Disclaimer: I do not own Earthsea. We know this. ;)
A Note From the Authoress: This is a rather short piece, mostly exploring the two sides of the relationship between Ged and Tenar rather early on. That's pretty much it! Please, read and review. :)
It had all happened so fast: the joining of the Ring, the feasts and celebrations in Havnor, the long journeys, the trek up the mountain, and yet, he enjoyed it all the way. Through illness and fatigue, she'd been there with him; or had she? It was hard to imagine. Perhaps it was just her: her presence, her soul that had always lived with him and had held him from the shadows, pulling him back to where he belonged, bringing him back to the light.
She was so young, hardly a woman, but . . . she still looked like a woman; with curves and smiles and that sort of mischief that all women seem to have . . . or was it just her? She'd been so quiet recently, even moreso than her usual demeanor, but he still saw that spark, that twinkle in her eyes that told him she was thinking of something she'd never tell; and yet she did send fair, speechless messages with those same eyes. They'd nearly grayed since he'd brought her here, with that old green shine he'd seen in the darkness fading away, leaving her natural color where it had been; but still, he'd see a flash of that wonderful shimmer, and he couldn't help but smile.

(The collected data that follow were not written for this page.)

PR #3520, opened 2023-10-25
[VL] Apply patch to Velox for compilation

rui-mo:

Removes build script changes to Velox by applying patch from Gluten to Velox.
https://github.com/oap-project/velox/pull/425

## How was this patch tested?

under test

### DIFF
--- a/ep/build-velox/src/build_velox.sh
+++ b/ep/build-velox/src/build_velox.sh
@@ -65,6 +65,19 @@ for arg in "$@"; do
   esac
 done
 
+function apply_compilation_fixes {
+  current_dir=$1
+  velox_home=$2
+  sudo cp ${current_dir}/modify_velox.patch ${velox_home}/
+  sudo cp ${current_dir}/modify_arrow.patch ${velox_home}/third_party/
+  cd ${velox_home}
+  git apply modify_velox.patch
+  if [ $? -ne 0 ]; then
+    echo "Failed to apply compilation fixes to Velox: $?."
+    exit 1
+  fi
+}
+
 function compile {
   TARGET_BUILD_COMMIT=$(git rev-parse --verify HEAD)
 
@@ -245,6 +258,7 @@ fi
 echo "Target Velox commit: $TARGET_BUILD_COMMIT"
 
 check_commit
+apply_compilation_fixes $CURRENT_DIR $VELOX_HOME
 compile
 
 echo "Successfully built Velox from Source."
--- a/ep/build-velox/src/get_velox.sh
+++ b/ep/build-velox/src/get_velox.sh
@@ -16,8 +16,8 @@
 
 set -exu
 
-VELOX_REPO=https://github.com/oap-project/velox.git
-VELOX_BRANCH=update
+VELOX_REPO=https://github.com/rui-mo/velox.git
+VELOX_BRANCH=revert
 VELOX_HOME=""
 
 #Set on run gluten on HDFS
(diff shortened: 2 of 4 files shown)


ep/build-velox/src/build_velox.sh
```diff
@@ -65,6 +65,16 @@ for arg in "$@"; do
...
 done
 
+function apply_compilation_fixes {
+  current_dir=$1
+  velox_home=$2
+  cp ${current_dir}/compilation.patch ${velox_home}/
+  sudo mkdir -p ${velox_home}/third_party/arrow_patches/
+  sudo cp ${current_dir}/helpers.patch ${velox_home}/third_party/arrow_patches/
+  cd ${velox_home}
+  git apply compilation.patch
```
PHILO-HE, line 75: If `git apply` fails, will the build script fail or continue the build even though the patch is not applied? Could you confirm it? Thanks!

rui-mo: If it fails, I suppose whether to continue or to stop, the build process will fail anyway. How do you think?

zhouyuan: not actually, as it may build the original code?

PHILO-HE: I think we can do a check after executing `git apply`. And leave some message to help developers easily figure out why build failed.

Reference: https://askubuntu.com/questions/29370/how-to-check-if-a-command-succeeded

rui-mo: Updated. Thanks.

ep/build-velox/src/build_velox.sh
```diff
@@ -65,6 +65,19 @@ for arg in "$@"; do
...
+function apply_compilation_fixes {
+  current_dir=$1
+  velox_home=$2
+  sudo cp ${current_dir}/compilation.patch ${velox_home}/
+  sudo mkdir -p ${velox_home}/third_party/arrow_patches/
+  sudo cp ${current_dir}/helpers.patch ${velox_home}/third_party/arrow_patches/
+  cd ${velox_home}
+  git apply compilation.patch
+  if [ $? -ne 0 ]; then
+    echo "Failed to apply compilation fixes to Velox: $?."
```
PHILO-HE, line 77: Please add `exit 1` to directly make the build exit. Suppose it is not acceptable to continue the build without the patch applied.

PHILO-HE (commented):
Nit:
Rename `compilation.patch` to some name like `modify_velox_build.patch`, which can be more read-friendly to developers.

ep/build-velox/src/build_velox.sh
```diff
@@ -65,6 +65,19 @@ for arg in "$@"; do
   esac
 done
 
+function apply_compilation_fixes {
+  current_dir=$1
+  velox_home=$2
+  sudo cp ${current_dir}/modify_velox.patch ${velox_home}/
+  sudo cp ${current_dir}/modify_arrow.patch ${velox_home}/third_party/
```
JkSelf, line 72: @rui-mo Do we need to git apply modify_arrow.patch like modify_velox.patch in  line 74?

ep/build-velox/src/build_velox.sh
rui-mo: Updated.

ep/build-velox/src/build_velox.sh
rui-mo: It is applied to Arrow during compilation: https://github.com/oap-project/gluten/pull/3520/files#diff-b41402fae332ead78c4646843c9bcf66a2813203cdc82521c9c9f130b48146dbR100.

PHILO-HE (commented):
LGTM!

PHILO-HE (approved):

PR #3522, opened 2023-10-25
[VL] Fix single partitioning evict error

marin-ma:
For single partitioning, the SplitState is always `kInit` during split. Therefore, the check of whether cached payloads are clear should not be applied to single partitioning.

This PR also adds `Evictable` interface and `SelfEvictedMemoryPool`, which can be used in unit test to mock the behavior of invoking the `evictFixedSize` API by Spark's memory management during memory allocation failure.
Below code demonstrates how to use in UT:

But her silence still unnerved him. She would sit in the corner, huddled up in her old, torn gown, never uttering a word. She seemed wary of Ogion, and so his plans of going off on his own had been delayed, for she would speak only to him, let only him touch her; even just that light, reassuring pressure on her arm was reserved for only him. Her Hardic had improved, and he would speak to her in it, and she to him, but whenever she was frightened or lonely, it was always her childish tug on his sleeve and that soft, broken Kargish that said, "Ged? I'm frightened. I'm scared of the dark. I'm all alone."
She was a child of the dark, so consumed by the hatred and evil of her upbringing that sometimes, with no warning at all, she'd break down and cry. And, as in the Labyrinth, that tomb of darkness and fear, he'd rest his hands on her head and speak quietly, and she, trusting in the strength of the arms that held her and faithful in the light that guided her, held to him and allowed him to lead her from the only life she ever knew, out of darkness and into light.
She was most precious thing he knew, the holiest object in his possession, and he adored her as such. Her very presence would cause him to tremble in anticipation, waiting for her to speak, or simply brush against his arm as she walked past. She was always so solemn, so proper and respectful. He wondered if she'd always been that way, if she'd always recognized authority and power, forgetting for the time being that she was above them all; a servant of powers greater than those of any wizard, given the right to deal out life and death as she so pleased. He had come as an enemy, and, upon being found, expected death, but instead she had given him life.
Life and love.
Love? He pondered the word often, especially in respect to her. Did he love her? He loved the way she acted toward him, but did he actually love her? He wanted above all else to say he did, to admit it to her, and even more, to himself. But such love was forbidden. A celibate wizard and an untouched, holy priestess . . . the thought was almost laughable. And yet, whenever she'd look at him, smile at him, touch him, he'd feel the urge to reach out, gather her into his arms and hold her as she deserved to be held.
However, he did have his opportunities. Every night, he would take the bed in the alcove, and she, rather reluctantly, would sleep on the floor beside him. After several moments of darkness, he'd feel her tapping ever so gently on his arm. "Ged?" she'd whisper, "I'm scared of the dark." Knowing the sort of protection she longed for, he would move to the side of the bed, and she, understanding the offer, would clamber up close beside him, not touching him, but still close enough that he could feel her breath against his bare skin. It was dangerous, her lying in the same bed as he, so innocent and helpless, sleeping so trustingly beside him, clinging to his hand like the child she was . . .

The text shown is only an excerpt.